Spring Batch Model Class
First of all we are reading CSV file into java object and then using JAXB to write it to xml file. Below is our model class with required JAXB annotations.
package com.journaldev.spring.model;
import java.util.Date;
import javax.xml.bind.annotation.XmlAttribute;
import javax.xml.bind.annotation.XmlElement;
import javax.xml.bind.annotation.XmlRootElement;
@XmlRootElement(name = "record")
public class Report {
private int id;
private String firstName;
private String lastName;
private Date dob;
@XmlAttribute(name = "id")
public int getId() {
return id;
}
public void setId(int id) {
this.id = id;
}
@XmlElement(name = "firstname")
public String getFirstName() {
return firstName;
}
public void setFirstName(String firstName) {
this.firstName = firstName;
}
@XmlElement(name = "lastname")
public String getLastName() {
return lastName;
}
public void setLastName(String lastName) {
this.lastName = lastName;
}
@XmlElement(name = "dob")
public Date getDob() {
return dob;
}
public void setDob(Date dob) {
this.dob = dob;
}
@Override
public String toString() {
return "Report [id=" + id + ", firstname=" + firstName + ", lastName=" + lastName + ", DateOfBirth=" + dob
+ "]";
}
}
Note that the model class fields should be same as defined in the spring batch mapper configuration i.e. property name="names" value="id,firstname,lastname,dob"
in our case.
Spring Batch FieldSetMapper
A custom FieldSetMapper
is needed to convert a Date. If no data type conversion is required, then only BeanWrapperFieldSetMapper
should be used to map the values by name automatically. The java class which extends FieldSetMapper
is ReportFieldSetMapper
.
package com.journaldev.spring;
import java.text.ParseException;
import java.text.SimpleDateFormat;
import org.springframework.batch.item.file.mapping.FieldSetMapper;
import org.springframework.batch.item.file.transform.FieldSet;
import org.springframework.validation.BindException;
import com.journaldev.spring.model.Report;
public class ReportFieldSetMapper implements FieldSetMapper<Report> {
private SimpleDateFormat dateFormat = new SimpleDateFormat("dd/MM/yyyy");
public Report mapFieldSet(FieldSet fieldSet) throws BindException {
Report report = new Report();
report.setId(fieldSet.readInt(0));
report.setFirstName(fieldSet.readString(1));
report.setLastName(fieldSet.readString(2));
// default format yyyy-MM-dd
// fieldSet.readDate(4);
String date = fieldSet.readString(3);
try {
report.setDob(dateFormat.parse(date));
} catch (ParseException e) {
e.printStackTrace();
}
return report;
}
}
Spring Batch Item Processor
Now as defined in the job configuration an itemProcessor will be fired before itemWriter. We have created a CustomItemProcessor.java
class for the same.
package com.journaldev.spring;
import org.springframework.batch.item.ItemProcessor;
import com.journaldev.spring.model.Report;
public class CustomItemProcessor implements ItemProcessor<Report, Report> {
public Report process(Report item) throws Exception {
System.out.println("Processing..." + item);
String fname = item.getFirstName();
String lname = item.getLastName();
item.setFirstName(fname.toUpperCase());
item.setLastName(lname.toUpperCase());
return item;
}
}
We can manipulate data in ItemProcessor implementation, as you can see that I am converting first name and last name values to upper case.

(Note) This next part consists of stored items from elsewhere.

PR #2965, opened 2024-01-11
chore(client): fix eslint config with vite

leafty:
* Add a plugin to run eslint with the dev server to print linting warnings during development
* Fix eslint rules to have `.jsx` files linted (they were previously skipped)

### DIFF
--- a/client/.eslintrc.json
+++ b/client/.eslintrc.json
@@ -27,6 +27,7 @@
     }
   },
   "overrides": [
+    { "files": ["**/*.,s", "**/*.jsx"] },
     {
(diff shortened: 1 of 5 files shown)


client/.eslintrc.json
```diff
@@ -27,6 +27,7 @@
     }
   },
   "overrides": [
+    { "files": ["**/*.,s", "**/*.jsx"] },
```
ciyer, line 30: **question** why is there a glob for `"**/*.,s"`?

leafty: it's a typo

ciyer (approved):
Good catch!

PR #2970, opened 2024-01-15
Remove "author" search filter and add "role" search filter

### LINKED ISSUE #2523: Update the search page "owned by me" option to list exactly projects owned by the user
## Description

Currently the search is performed using the user's full name and may inaccurately match projects not owned by that user.

The KG will add a search param to match exactly based on the user's credentials. The issue on their side is the following: https://github.com/SwissDataScienceCenter/renku-graph/issues/1486

## Reproduce

1. Create alternate accounts with the same full name
2. Create a project from one account
3. Log out
4. Log in with an alternate account
5. Search projects with "Owned by me" option

EDIT: the KG issue has been solved; use the `development` branch, or any KG version >= 2.46.0
~Depends on: https://github.com/SwissDataScienceCenter/renku-graph/issues/1486~

leafty:
Fixes #2523.

Removed:
Screenshot 2024-01-17 at 14 35 28

Added:
Screenshot 2024-01-17 at 14 35 15

The new controls are finer ("owner", "maintainer", "reader") and should correspond to the state in GitLab.

/deploy


lorenzo-cavazzi (approved):
Lgtm! :rocket: 

As a side note, I'm not sure it's intuitive that removing all the ticks from the User Role section will show the public projects, but it might be just me. No need to change anything now; we can adjust it later if needed

PR #2972, opened 2024-01-16
Always specify the branch when dealing with datasets

lorenzo-cavazzi:
There is a breaking change from the renku-core APIs that requires the clients to either _always_ or _never_ specify the branch name. The reason is that the branch is used for caching, and not sending one results in falling back to a default name instead of picking the default branch name.

Since we know the default branch and we are already using it somewhere, this PR updates the code to always pass the default branch name.

/deploy renku=remove-v9 renku-core=develop


leafty (approved):
LGTM

PR #2977, opened 2024-01-17
fix(client): always specify branch for the renku-core API

### LINKED ISSUE #2974: Set branches on all the renku-core APIs
Renku-core recently changed how the cache works, making it "per branch".
As a side effect, invoking APIs without providing a branch potentially leads to unpredictable outcomes because it doesn't fall back to the default branch as one would expect, but instead clones the default branch into a sort of "no-branch" folder that gets eventually synchronized to the remote.

That turns out to be problematic for datasets: some operations were done in the "no-branch" folder, while others were in the default branch folder. The UI was giving confusing feedback (some successful changes seemed to disappear), and after a while, the backend was synchronized again with even more unpredictable outcomes due to conflicts.

To prevent similar side effects in the future, we should go through the code and _always_ set a branch when invoking the APIs. It shouldn't be too difficult since the UI only supports the default branch.
The sections to update include the settings page, the workflows tab, and potentially others.
This PR https://github.com/SwissDataScienceCenter/renku-ui/pull/2972 can be used as an example of what should be changed.

leafty:
FIxes #2974.

Changes:
- Update query and mutation param types to require `branch` when is appropriate in `core` APIs.
- Update corresponding query and mutation hooks.
- Fix `Project.d.ts` typings file into `project.types.ts`.
- Removed some unused legacy API client functions which are not used.
- Removed unused List.jsx component.
- [Oops!] Fixes bug introduced in #2965 which crashed the Stats page.

/deploy


client/src/features/project/project.types.ts
```diff
@@ -243,13 +233,13 @@ export interface ProjectActivateIndexingResponse {
 
 export interface MigrationStartParams
   extends Pick<CoreVersionUrl, "apiVersion"> {
-  branch?: string;
+  branch: string;
```
ciyer, line 236: **question:** I wonder if it wouldn't be better to type this as
```
branch: string | null
```
There are several places in the code where the query is skipped if there is no branch, and you see things like:
```
{ ..., branch: branch ?? "" },
```
at the call site.

I think
```
{ ..., branch: branch ?? null },
```

Would be clearer in intention.

ciyer (commented):
**Praise** this looks very good, and I see that you removed some previously dead code as part of it. I have a question about how one field is typed.

client/src/features/project/project.types.ts
leafty: No, the type `branch: string` communicates that a proper branch is **required** to perform the query. Using `string | null` would communicate another intent. `branch: branch ?? ""` is used due to the limitation that the typescript compiler will expect `branch` to be of type `string` and doesn't understand that we skip the query when a proper `branch` is not provided.

We can see if using a skip token makes code more readable in another PR -> https://redux-toolkit.js.org/rtk-query/usage-with-typescript#skipping-queries-with-typescript-using-skiptoken.

ciyer (approved):
👍

PR #2979, opened 2024-01-18
refactor(client): rename files from *.d.ts to *.types.ts

ciyer:
Files named *.d.ts have a particular semantics which is not appropriate for most code that is just type decls. 

/deploy


leafty (approved):
LGTM 🙏 Thanks

Note: for consistency with the guidelines we could also rename some of the files to e.g. `workflows.types.ts`.

ciyer:
> Note: for consistency with the guidelines we could also rename some of the files to e.g. `workflows.types.ts`.

I made this change, but I had to rewrite commit history because otherwise things would have been a bit messy on macOS.

leafty (approved):

PR #3492, opened 2025-01-17
Upgrade ck-editor

ciyer:
/deploy


ciyer:
We have decided to move away from CK editor: closing.

PR #3506, opened 2025-01-24
chore: run UI client without telepresence

olevski:
All you need to do is `RENKU_BASE_URL=https://dev.renku.ch npm run start` and the ui will talk to the backend from that deployment.

Note that the session cookies issued by the gateway are tied to the host or something like that. So when you run on localhost you cannot actually log in. But we can add (or there already is) a setting on the gateway that will make it issue weaker cookies in dev. Then one can just run `/deploy values=gateway.weakCookies=true` in a PR and point your local ui client at that deployment and everything should work. Will do just a bit more testing to see that that is the case.

But I can already look at the renku home page and even complete the login flow wihtout doing anything on the gateway. But for now the session cookie is not there.

### DIFF
--- a/server/src/routes/apis.ts
+++ b/server/src/routes/apis.ts
@@ -36,16 +36,16 @@ import { getUserData } from "./helperFunctions";
 const proxyMiddleware = createProxyMiddleware({
   // set gateway as target
   target: config.deployment.gatewayUrl,
-  changeOrigin: true,
+  changeOrigin: false,
   proxyTimeout: config.server.proxyTimeout,
   timeout: config.server.proxyTimeout,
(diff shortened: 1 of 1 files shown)


leafty:
@olevski I will have a look 👀 .

olevski:
@leafty this is still wip

leafty:
OK, I am not sure how this can work without being limited by CORS, Secure Context,  secure cookies, etc.

olevski:
> OK, I am not sure how this can work without being limited by CORS, Secure Context, secure cookies, etc.

Yeah that is what I am trying to figure out rn.

PR #3509, opened 2025-01-27
dev: auto-detect telepresence context

leafty:
In `client/`, you can now do:

```bash
$ ./run-telepresence.sh

Detected current PR: 3491
Exchanging k8s deployments for the following context/namespace: 
renku-dev/renku-ci-ui-3491
The deployment URL is expected to be: 
https://renku-ci-ui-3491.dev.renku.ch
[...]
```

The script assumes that the GitHub CLI is available as `gh`, but this can be overriden with `GH_CLI="github" ./run-telepresence.sh`.
Also, the script does not crash if the CLI is not available or if the current branch does not correspond to a PR.

### DIFF
--- a/client/run-telepresence.sh
+++ b/client/run-telepresence.sh
@@ -99,6 +99,15 @@ then
   done
 fi
 
+# Try to guess the namespace using the GitHub CLI
+GH_CLI="${GH_CLI:-gh}"
+PR_NUMBER=$($GH_CLI pr view --json number --jq .number || true)
+if [[ $PR_NUMBER ]]
+then
+  echo "Detected current PR: ${PR_NUMBER}"
+  NAMESPACE=$PR_NUMBER
+fi
+
 # Get the namespaces when not set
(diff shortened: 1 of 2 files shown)


lorenzo-cavazzi (changes requested):
The change makes sense and has limited impact on users without the GitHub cli installed (I assume it will print an error; perhaps swallowing that would be cleaner).

We don't need to execute that code when users provide a `NAMESPACE`. I would move the code inside the conditional `if [[ ! $NAMESPACE ]]`

andre-code:
I agree with @Lorenzo about moving this code if a NAMESPACE doesn’t exist. Do you think it makes sense to add this to the telepresence script in the server folder? Even though we don’t work there much yet, it feels like it should be an option too.

andre-code (approved):
Great addition! It remains flexible for other cases when I want to set up a different PR than the one recognized by Git CLI

PR #3513, opened 2025-01-28
refactor: use API code generators for sessions v2

leafty:
Merging into the `build/session-env-builders` feature branch.

This refactor updates the sessions v2 API to use generated code from the API spec. This is done to allow for the API files to be easily updated after changes from the backend services.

Spring Configuration Files
In our spring batch configuration file, we have imported two additional configuration files - context.xml
and database.xml
.
<beans xmlns="https://www.springframework.org/schema/beans"
xmlns:xsi="https://www.w3.org/2001/XMLSchema-instance"
xsi:schemaLocation="
https://www.springframework.org/schema/beans
https://www.springframework.org/schema/beans/spring-beans-4.3.xsd">
<!-- stored job-meta in memory -->
<!--
<bean id="jobRepository"
class="org.springframework.batch.core.repository.support.MapJobRepositoryFactoryBean">
<property name="transactionManager" ref="transactionManager" />
</bean>
-->
<!-- stored job-meta in database -->
<bean id="jobRepository"
class="org.springframework.batch.core.repository.support.JobRepositoryFactoryBean">
<property name="dataSource" ref="dataSource" />
<property name="transactionManager" ref="transactionManager" />
<property name="databaseType" value="mysql" />
</bean>
<bean id="transactionManager"
class="org.springframework.batch.support.transaction.ResourcelessTransactionManager" />
<bean id="jobLauncher"
class="org.springframework.batch.core.launch.support.SimpleJobLauncher">
<property name="jobRepository" ref="jobRepository" />
</bean>
</beans>
- jobRepository - The JobRepository is responsible for storing each Java object into its correct meta-data table for spring batch.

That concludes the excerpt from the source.